**** SUPPLIED INFORMATION ****

PR #1045, opened 2026-08-11
fix(tool/internal/instrument): skip directive rule injection when no function matches

### LINKED ISSUE #1043: bug(tool/internal/instrument): directive rule injects its imports even when no function matches
### Describe the bug

`applyDirectiveRule` in `tool/internal/instrument/apply_directive.go` adds the rule's
`imports:` to the target file *before* it looks for the functions the directive annotates:

```go
func (ip *InstrumentPhase) applyDirectiveRule(ctx context.Context, r *rule.InstDirectiveRule, root *dst.File) error {
	if err := ip.addRuleImports(ctx, root, r.Imports, r.Name); err != nil {   // <- import added here
		return err
	}
	tmpl, err := fasttemplate.NewTemplate(r.Template, "{{", "}}")
	...
	funcs := ast.FindFuncsByDirective(root, r.Directive)                       // <- match computed here
```

`ast.FindFuncsByDirective` only matches a directive that is a *leading* comment on a
top-level `FuncDecl`. If the same comment appears anywhere else in the file — inside a
function body, on a `GenDecl`, on a struct field — `funcs` is empty and nothing is
injected. The import is already in the AST at that point, and `instrument()` writes the
file out regardless, so the user's package ends up with:

```
main.go:6:8: "fmt" imported and not used
```

in code they did not write and cannot easily trace back to a rule.

The other rule types already guard against this. `apply_call.go` has an explicit
`if !appendModified && !replaceModified { return nil }` before its `addRuleImports` call;
`apply_struct.go` and `apply_decl.go` both locate their target and return early when it is
missing, before touching imports. `apply_directive.go` is the only one without the guard.

There is a second, quieter symptom in `applyOneRule` (`tool/internal/instrument/instrument.go`):

```go
case *rule.InstDirectiveRule:
	return true, ip.applyDirectiveRule(ctx, rt, root)
```

It reports `true` ("a globals file is needed") unconditionally, so a directive rule that
matched nothing still makes `instrument()` call `writeGlobals` and emit the `HookContext`
interface into the target package.

### Environment

- OS: Linux / any
- Go Version: 1.25
- Version: main (efb163d)

### To Reproduce

1. Write a source file where the directive is not a leading comment on a top-level func:

   ```go
   package main

   func main() {
   	//otelc:span
   	value := 1
   	println(value)
   }
   ```

2. Apply a directive rule that carries a non-empty `imports:` map:

   ```yaml
   span_directive_no_match:
     target: main
     where:
       directive: "otelc:span"
     do:
       - expand_directive:
           template: |-
             fmt.Println("span start: {{FuncName}}")
     imports:
       fmt: "fmt"
   ```

3. Build. The compile fails with `"fmt" imported and not used`.

### Expected behavior

A directive rule that matches no function should be a no-op: no imports injected, no
globals file emitted, and the target file unchanged.

darkraider01:
## Description

`applyDirectiveRule` added the rule's `imports:` to the target file before it computed
`ast.FindFuncsByDirective`. When the directive comment exists in the file but is not a
leading comment on a top-level func, the match set is empty and nothing is injected — but
the import is already in the AST, and `instrument()` writes the file out regardless. The
result is an `"fmt" imported and not used` compile error in code the user did not write.

This reorders the function so the match is computed first and returns early when nothing is
annotated, which is the same guard `apply_call.go` (`if !appendModified && !replaceModified`)
and `apply_struct.go` / `apply_decl.go` (find target, return early) already have.

`applyDirectiveRule` now also reports whether it instrumented anything, so `applyOneRule`
no longer returns `true` unconditionally for `*rule.InstDirectiveRule`. Previously a
zero-match directive rule still made `instrument()` call `writeGlobals` and emit the
`HookContext` interface into the target package.

Two tests cover this:

- A golden fixture, `testdata/golden/directive-rule-no-match/`, applies a directive rule
  carrying `imports: {fmt: fmt}` to a file whose directive sits on an assignment inside a
  function body. Against the unfixed code the fixture fails to compile with
  `"fmt" imported and not used`; with the fix the output is byte-identical to the input.
- `TestApplyDirectiveRule_NoMatchingFuncs` calls `applyDirectiveRule` directly and asserts
  that no import spec was added and that the call reports "nothing instrumented". Note it
  counts import specs in `root.Decls` rather than checking `len(root.Imports)`:
  `imports.AddToFile` appends to `root.Decls` and never populates `root.Imports`, so an
  assertion on the latter would pass with or without this fix.
  `TestApplyDirectiveRule_MatchingFunc` covers the positive path, and
  `TestApplyDirectiveRule_TemplateErrors` covers the three template failure
  modes — an unterminated tag, an unknown tag, and a template that renders to
  invalid Go — each of which must be reported rather than silently skipped.

## Motivation

A directive rule that carries imports and matches nothing currently breaks the user's
build with an error that points at their own source file and gives no hint that a rule
caused it.

Fixes #1043

## Verification

`make format` and `make test-unit` pass locally. The integration and e2e halves of
`make test` were verified through this PR's CI jobs — `Test (go …)`, the `Integration
Tests` shards on ubuntu/macOS/Windows and arm64, and `Coverage E2E Tests` — rather than a
local run, since the testcontainers-based suites had no usable Docker host here.

`.github/workflows/lint-golang.yaml` pins — 0 issues. Worth flagging separately:
`.tools/go.mod` pins **v2.12.2**, so `make lint/go` locally builds a newer linter than CI
runs, and under v2.12.2 pristine `main` already reports 37 findings in files this PR does
not touch.

---

## Checklist

- [x] Tests pass: `make test`


amazingakai:
@darkraider01 needs a rebase

darkraider01:
Done — rebased. Wasn't quite routine though: the directive-templating system got rewritten on main since this branch, so this needed actual reconciliation, not just resolving text conflicts. `main`'s new version had picked up the args/import-alias features but never picked up this fix, so `addRuleImports` was still running unconditionally there too — re-applied the ordering fix against the new function shape and merged the test coverage from both sides.

Bonus find along the way: my own golden fixture (`directive-rule-no-match`) still used the old template syntax and was silently producing a nil rule under the new engine's validation, which crashed. Fixed that too.

tool/internal/instrument/apply_directive.go
```diff
@@ -16,18 +16,29 @@ import (
...
+		return false, nil
+	}
+	if importErr := ip.addRuleImports(ctx, root, r.Imports, r.Name); importErr != nil {
+		return false, importErr
+	}
+	tmpl, err := rule.ParseDirectiveTemplate(r.Template)
 	if err != nil {
-		return ex.Wrap(err)
+		return false, ex.Wrap(err)
 	}
```
darccio: Now that matching happens before any mutation, this could go one step further:
`ParseDirectiveTemplate` doesn't depend on anything `addRuleImports` produces, so
validating the template before adding imports closes the remaining window where a
matched-but-invalid-template rule leaves an import spec in `root.Decls` before failing.
Currently harmless — `instrument()` aborts the whole file on any rule error, so the AST
mutation never reaches disk — but it keeps the "validate before mutate" invariant this fix
establishes fully intact, rather than partially.

```suggestion
	tmpl, err := rule.ParseDirectiveTemplate(r.Template)
	if err != nil {
		return false, ex.Wrap(err)
	}
	if importErr := ip.addRuleImports(ctx, root, r.Imports, r.Name); importErr != nil {
		return false, importErr
	}
```

tool/internal/instrument/apply_directive_test.go
```diff
@@ -216,11 +290,26 @@ func TestApplyDirectiveRule(t *testing.T) {
...
+			},
+		}
+		root := &dst.File{Decls: []dst.Decl{funcDecl}}
 
 		ip := &InstrumentPhase{logger: slog.Default()}
-		err := ip.applyDirectiveRule(context.Background(), r, root)
+		modified, err := ip.applyDirectiveRule(context.Background(), r, root)
 		require.Error(t, err)
+		assert.False(t, modified)
 	})
```
darccio, line 313: No subtest covers the combination of a matching func + configured `Imports` + a template
that fails to parse. Every current error subtest either has no `Imports` set or fails
before reaching the template-parse step, so the "imports added, then template parse
fails" ordering introduced by this PR's reorder (see the sibling comment on
apply_directive.go) isn't exercised by any assertion. Worth a small addition here even
though the outcome is currently masked by the caller discarding the file on error — it
documents the invariant explicitly instead of leaving it implicit.

darccio (changes requested):

darkraider01:
@darccio addressed both:

- Reordered so the template is parsed before imports are added — a broken template now fails before touching `root.Decls` at all, closing that last "validate before mutate" gap you called out.
- Added the missing subtest: matching func + configured `Imports` + a template that fails to parse, asserting zero import specs get added.

Also updated the branch against main — picked up the `DirectiveTemplate`→`FuncTemplate` rename from #1140 along the way, verified the reorder survived that cleanly.

darccio (approved):

PR #1046, opened 2026-08-11
fix(tool/internal/instrument): rewrite only the targeted name of a multi-name declaration

### LINKED ISSUE #1044: bug(tool/internal/instrument): decl rule replace/wrap rewrites every name in a multi-name var/const declaration
### Describe the bug

A decl rule targets one identifier, but `applyDeclRule` in
`tool/internal/instrument/apply_decl.go` rewrites every name declared in the same
`ValueSpec`.

`ast.FindNamedDecl` / `findValueDecl` return the whole `*dst.ValueSpec` that contains the
matched name and discard which name it was. `applyDeclRule` then has no way to tell the
targeted name from its siblings, and the replace path assigns to all of them:

```go
// Assign the expression to all names in the spec.
spec.Values = make([]dst.Expr, len(spec.Names))
for i := range spec.Values {
	spec.Values[i] = util.AssertType[dst.Expr](dst.Clone(expr))
}
```

`wrapDeclValues` has the same shape — it loops over every entry in `spec.Values`.

So given

```go
var readTimeout, writeTimeout = 5 * time.Second, 30 * time.Second
```

a rule targeting only `readTimeout` silently rewrites `writeTimeout` as well. The failure
is silent: the build succeeds and the instrumented binary just has the wrong value for a
variable no rule mentioned.

There is also an arity hazard specific to the replace path. For a tuple-valued
initializer:

```go
var alpha, beta = pair()   // 2 names, 1 initializer
```

`make([]dst.Expr, len(spec.Names))` produces 2 values from a spec that had 1, emitting
`var alpha, beta = expr, expr` — a structurally different declaration from the one the
user wrote.

### Environment

- OS: Linux / any
- Go Version: 1.25
- Version: main (efb163d)

### To Reproduce

Apply a decl rule with `kind: var`, `identifier: alpha`, `replace: "99"` to:

```go
var alpha, beta = 1, 2
```

Observed output: `var alpha, beta = 99, 99`

The wrap advice behaves the same way: wrapping `alpha` with `double({{ . }})` produces
`var alpha, beta = double(1), double(2)`.

### Expected behavior

Only the initializer belonging to the targeted name is rewritten:
`var alpha, beta = 99, 2`.

For the tuple-valued case, where no single initializer belongs to the targeted name,
the tool should report the situation rather than silently reshape the declaration.

darkraider01:
## Description

`ast.FindNamedDecl` returns the whole `*dst.ValueSpec` that contains a matched name and
discards which name matched, so `applyDeclRule` rewrote every name in the spec: the replace
path reassigned all of `spec.Values`, and `wrapDeclValues` wrapped all of them. A rule
targeting `alpha` in `var alpha, beta = 1, 2` produced `var alpha, beta = 99, 99`.

The fix locates the targeted name's position in `spec.Names` and rewrites only the
initializer at that index. `wrapDeclValues` becomes `wrapDeclValue` and the replace path
moves into `replaceDeclValue`, both taking that index.

### Arity handling — please weigh in

For a tuple-valued initializer such as `var alpha, beta = pair()` there are two names and
one initializer, so no single value belongs to the targeted name. The old code turned that
into `var alpha, beta = expr, expr`, a structurally different declaration. I chose to
**report an error** for both `replace` and `wrap` in that case rather than guess, since
producing correct code would mean splitting the declaration, and the alternatives all
change the user's declaration shape. I'd like reviewer input on whether erroring is the
behaviour you want, or whether a skip-with-warning would fit the tool better.

One existing behaviour is deliberately preserved: a **single** name with no initializer
still gains one on the replace path (`var X T` becomes `var X T = expr`). A *multi*-name
declaration with no initializer now errors instead of gaining one initializer per name.

### Tests

`TestDeclRuleDoesNotClobberSiblingNames` and `TestDeclRuleWrapDoesNotClobberSiblingNames`
render the rewritten file back to source and assert `var alpha, beta = 99, 2` and
`var alpha, beta = 1, double(2)`. Against the unfixed code they produce `99, 99` and
`double(1), double(2)`. `TestDeclRuleReplaceRejectsTupleValuedInitializer` and its wrap
companion cover the arity case and assert the declaration is left untouched. The existing
`wrapDeclValues` unit tests are renamed and `TestWrapDeclValue_MultipleValues` now asserts
the sibling is left alone rather than that both values are wrapped.

## Motivation

The failure is silent — the build succeeds and the instrumented binary just carries the
wrong value for a variable no rule mentioned. `var readTimeout, writeTimeout = ...` is a
realistic shape in the kind of library code this tool instruments.

Fixes #1044

## Verification

`make format` and `make test-unit` pass locally. The integration and e2e halves of
`make test` were verified through this PR's CI jobs — `Test (go …)`, the `Integration
Tests` shards on ubuntu/macOS/Windows and arm64, and `Coverage E2E Tests` — rather than a
local run, since the testcontainers-based suites had no usable Docker host here.

`.github/workflows/lint-golang.yaml` pins — 0 issues. Worth flagging separately:
`.tools/go.mod` pins **v2.12.2**, so `make lint/go` locally builds a newer linter than CI
runs, and under v2.12.2 pristine `main` already reports 37 findings in files this PR does
not touch.

---

## Checklist

- [x] Tests pass: `make test`


amazingakai:
@darkraider01 needs a rebase

darkraider01:
@amazingakai done — rebased against main. Only real conflict was in `apply_decl_test.go`, and it was just two unrelated test additions landing in the same spot (my multi-name ValueSpec tests vs main's new `TestParseValueExpr`), so I kept both.

darkraider01:
@darccio mind giving this one a look too when you get a chance? Same area as [#1045](https://github.com/open-telemetry/opentelemetry-go-compile-instrumentation/pull/1045) — decl rule fix

darkraider01:
Heads up — while updating this branch I noticed the same ordering gap darccio flagged on [#1045](https://github.com/open-telemetry/opentelemetry-go-compile-instrumentation/pull/1045): addRuleImports ran before the decl rule was actually confirmed valid, so a rule that fails its type check, wrap/replace parse, or tuple-valued-initializer arity check could still leave an import spec behind before erroring out. Harmless today (same reason as [#1045](https://github.com/open-telemetry/opentelemetry-go-compile-instrumentation/pull/1045) — a failed rule discards the whole file), but fixed it proactively rather than wait for review to catch it. Also added the two import-interaction test cases that had zero coverage before.

darccio:
@darkraider01 We are aware there are a lot of pending reviews. Please refrain from pinging a specific maintainer unless they have participated already in the PR.

darkraider01:
Sorry about that, didn't mean to add to the noise. I'll keep it in mind going forward.

tool/internal/instrument/apply_decl_test.go
```diff
@@ -199,6 +236,102 @@ func TestApplyDeclRule_EmptyKind_FunctionTarget(t *testing.T) {
...
+		Identifier:   "alpha",
+		Replace:      "99",
+	}
+
+	err := newTestPhase().applyDeclRule(context.Background(), r, file)
+
+	require.Error(t, err)
+	assert.Contains(t, err.Error(), "declares 2 names but has 1 initializers")
+	assert.Contains(t, renderFile(t, file), "var alpha, beta = pair()", "declaration must be left untouched")
+}
```
darccio, line 319: The PR body calls out that multi-name declarations with no initializer now error instead of silently gaining one initializer per name — a real behavior change from the old code. Only the tuple-valued arity case has a direct regression test; this branch doesn't. Worth adding a sibling test so the new behavior stays pinned.

```suggestion
}

func TestDeclRuleReplaceRejectsMultiNameNoInitializer(t *testing.T) {
	file := parseTestFile(t, "package main\n\nvar alpha, beta int\n")
	r := &rule.InstDeclRule{
		InstBaseRule: rule.InstBaseRule{Name: "replace_alpha"},
		Kind:         "var",
		Identifier:   "alpha",
		Replace:      "99",
	}

	err := newTestPhase().applyDeclRule(context.Background(), r, file)

	require.Error(t, err)
	assert.Contains(t, err.Error(), "declares 2 names but has 0 initializers")
	assert.Contains(t, renderFile(t, file), "var alpha, beta int", "declaration must be left untouched")
}
```

tool/internal/instrument/apply_decl.go
```diff
@@ -42,61 +43,95 @@ func (ip *InstrumentPhase) applyDeclRule(ctx context.Context, r *rule.InstDeclRu
...
+// name there would change the shape of the declaration, so it is refused
+// instead of guessed at.
+func declArityError(spec *dst.ValueSpec, nameIdx int) error {
+	return ex.Newf(
+		"declaration %q declares %d names but has %d initializers; "+
+			"rewriting a single name requires one initializer per name "+
+			"(tuple-valued declarations such as `var a, b = f()` are not supported)",
+		spec.Names[nameIdx].Name, len(spec.Names), len(spec.Values),
+	)
+}
```
darccio, line 141: Grammar: "declares 2 names but has 1 initializers" should be singular for count 1. Using "initializer(s)" avoids implementing real pluralization for a one-off error message.

```suggestion
func declArityError(spec *dst.ValueSpec, nameIdx int) error {
	return ex.Newf(
		"declaration %q declares %d names but has %d initializer(s); "+
			"rewriting a single name requires one initializer per name "+
			"(tuple-valued declarations such as `var a, b = f()` are not supported)",
		spec.Names[nameIdx].Name, len(spec.Names), len(spec.Values),
	)
}
```

tool/internal/instrument/apply_decl_test.go
```diff
@@ -176,6 +193,26 @@ func TestApplyDeclRule_WrapExpression_NoInitializer(t *testing.T) {
...
+		Kind:       "var",
+		Identifier: "X",
+		Wrap:       "func {{ . }}",
+	}
+
+	err := newTestPhase().applyDeclRule(context.Background(), r, file)
+
+	require.Error(t, err)
+	assert.Zero(t, countImportSpecs(file))
+}
```
darccio, line 214: Both new import-related tests only cover the skip-on-failure direction (imports absent after a rewrite fails). There's no test confirming imports are still added when the rewrite succeeds, which is exactly the behavior this reorder is supposed to preserve.

```suggestion
}

func TestApplyDeclRule_ReplaceSuccess_AddsImports(t *testing.T) {
	file := makeVarFile("X", &dst.BasicLit{Kind: token.INT, Value: "1"})
	r := &rule.InstDeclRule{
		InstBaseRule: rule.InstBaseRule{
			Name:    "replace_x",
			Imports: map[string]string{"fmt": "fmt"},
		},
		Kind:       "var",
		Identifier: "X",
		Replace:    "99",
	}

	err := newTestPhase().applyDeclRule(context.Background(), r, file)

	require.NoError(t, err)
	assert.Equal(t, 1, countImportSpecs(file), "a successful rewrite must still add the rule's imports")
}

```

tool/internal/instrument/apply_decl_test.go
```diff
@@ -199,6 +236,102 @@ func TestApplyDeclRule_EmptyKind_FunctionTarget(t *testing.T) {
 	assert.Contains(t, err.Error(), "is not a var or const declaration")
 }
```
darccio, line 259: This test exercises the non-ValueSpec (func target) failure path but doesn't set Imports on the rule, so it never confirms imports are skipped on that branch specifically — only the wrap/tuple-arity failure branches are covered for that.

```suggestion
func TestApplyDeclRule_EmptyKind_FunctionTarget(t *testing.T) {
	file := &dst.File{
		Name: &dst.Ident{Name: "main"},
		Decls: []dst.Decl{
			&dst.FuncDecl{
				Name: &dst.Ident{Name: "DefaultHandler"},
				Type: &dst.FuncType{},
			},
		},
	}
	r := &rule.InstDeclRule{
		InstBaseRule: rule.InstBaseRule{
			Name:    "replace_handler",
			Imports: map[string]string{"fmt": "fmt"},
		},
		Kind:       "",
		Identifier: "DefaultHandler",
		Replace:    "CustomHandler",
	}

	err := newTestPhase().applyDeclRule(context.Background(), r, file)

	require.Error(t, err)
	assert.Contains(t, err.Error(), "is not a var or const declaration")
	assert.Zero(t, countImportSpecs(file), "imports must not be injected when the target isn't a var/const declaration")
}
```

tool/internal/instrument/apply_decl_test.go
```diff
@@ -199,6 +236,102 @@ func TestApplyDeclRule_EmptyKind_FunctionTarget(t *testing.T) {
...
+		Identifier: "alpha",
+		Replace:    "99",
+	}
+
+	err := newTestPhase().applyDeclRule(context.Background(), r, file)
+
+	require.Error(t, err)
+	assert.Zero(t, countImportSpecs(file))
+}
+
```
darccio, line 372: The single-name-no-initializer branch of `replaceDeclValue` is only tested against a plain `var X T`. It also applies to a `const` spec whose value comes from `iota`-implicit-repetition (e.g. `B` in `const (A = iota; B)`, which parses as `Names=[B]`, `Values=[]`). Worth a regression test confirming that shape is handled the same way rather than assumed.

```suggestion
}

func TestDeclRuleReplaceHandlesConstIotaImplicitRepeat(t *testing.T) {
	file := parseTestFile(t, "package main\n\nconst (\n\tA = iota\n\tB\n)\n")
	r := &rule.InstDeclRule{
		InstBaseRule: rule.InstBaseRule{Name: "replace_b"},
		Kind:         "const",
		Identifier:   "B",
		Replace:      "99",
	}

	err := newTestPhase().applyDeclRule(context.Background(), r, file)

	require.NoError(t, err)
	assert.Contains(t, renderFile(t, file), "B = 99")
}

```

tool/internal/instrument/apply_decl.go
```diff
@@ -42,61 +43,95 @@ func (ip *InstrumentPhase) applyDeclRule(ctx context.Context, r *rule.InstDeclRu
...
-
 	spec, ok := node.(*dst.ValueSpec)
 	if !ok {
 		return ex.Newf("declaration %q (kind: %q) is not a var or const declaration", r.Identifier, r.Kind)
 	}
 
+	// One ValueSpec can declare several names (var a, b = 1, 2), and only the
+	// name the rule targets may be rewritten.
+	nameIdx := slices.IndexFunc(spec.Names, func(name *dst.Ident) bool { return name.Name == r.Identifier })
+	util.Assert(nameIdx >= 0, "matched spec must declare the targeted identifier")
```
darccio, line 58: `util.Assert` here is process-fatal (`ex.Fatalf`), not a returned error, so it's worth spelling out why this specific condition can never trigger — the re-search uses the identical `name.Name == r.Identifier` comparison the caller already used to select this spec, so the identifier is guaranteed present. A short comment saves the next reader from re-deriving that.

```suggestion
	// nameIdx is guaranteed non-negative: FindNamedDecl already selected this
	// spec via the identical name.Name == r.Identifier comparison, so the
	// targeted identifier is present in spec.Names by construction.
	nameIdx := slices.IndexFunc(spec.Names, func(name *dst.Ident) bool { return name.Name == r.Identifier })
	util.Assert(nameIdx >= 0, "matched spec must declare the targeted identifier")
```

darccio (changes requested):
**Requesting changes:** `docs/rules.md` (lines 1202-1203, "Notes" under the decl-rule section) still documents the pre-fix behavior as the intended contract:

> - If `replace` matches multiple names in a single declaration (e.g., `var a, b = ...`), the replacement expression is cloned and assigned to each name.
> - If `wrap` matches multiple initialized values in a single declaration, each initializer is wrapped independently.

This is exactly the bug #1044 reports, described as correct behavior. Please update these two bullets before merging — a rule author reading the docs after this lands would otherwise expect fan-out semantics that no longer exist, and would be surprised by the new `declArityError` on tuple-valued declarations instead. Suggested replacement text:

```
- If `replace` targets one name in a multi-name declaration (e.g., `var a, b = ...`), only that name's initializer is replaced; sibling names are left untouched. If the declaration's names and initializers don't correspond one-to-one (e.g., a tuple-valued `var a, b = f()`), the rule reports an error instead of guessing.
- If `wrap` targets one name in a multi-name declaration, only that name's initializer is wrapped; sibling names are left untouched. The same one-to-one requirement applies as for `replace`.
```

darkraider01:
Appreciate the thoroughness here, honestly learning a lot from this review , the "validate before mutate" framing especially, and the habit of asking "does the success path have the same coverage as the failure path" for stuff like the import injection. Applied all six, should be good for another look whenever you get a chance.

darccio (approved):

PR #1047, opened 2026-08-11
fix(tool): allow profile paths sharing build temp prefix

### LINKED ISSUE #1042: bug(tool/cmd/otelc): --profile-path rejects sibling directories sharing the build-temp prefix
### Describe the bug

  `--profile-path` rejects directories whose names begin with `.otelc-build`, even when they are siblings of the
  build directory rather than inside it.

  For example, `.otelc-build-profiles` is rejected as being inside `.otelc-build`.

  ### Environment

  - OS: Windows
  - Go Version: 1.25.5
  - Version: main at `efb163d`

  ### To Reproduce

  From the repository root, run:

****

- **WHAT IS NEEDED**:
Starting with the line with "still gains one" above and going on through the line with "render the rewritten", transcribe every line exactly, both ends included, and add nothing.

- **REPLY**:
still gains one on the replace path (`var X T` becomes `var X T = expr`). A *multi*-name
declaration with no initializer now errors instead of gaining one initializer per name.

### Tests

`TestDeclRuleDoesNotClobberSiblingNames` and `TestDeclRuleWrapDoesNotClobberSiblingNames`
render the rewritten file back to source and assert `var alpha, beta = 99, 2` and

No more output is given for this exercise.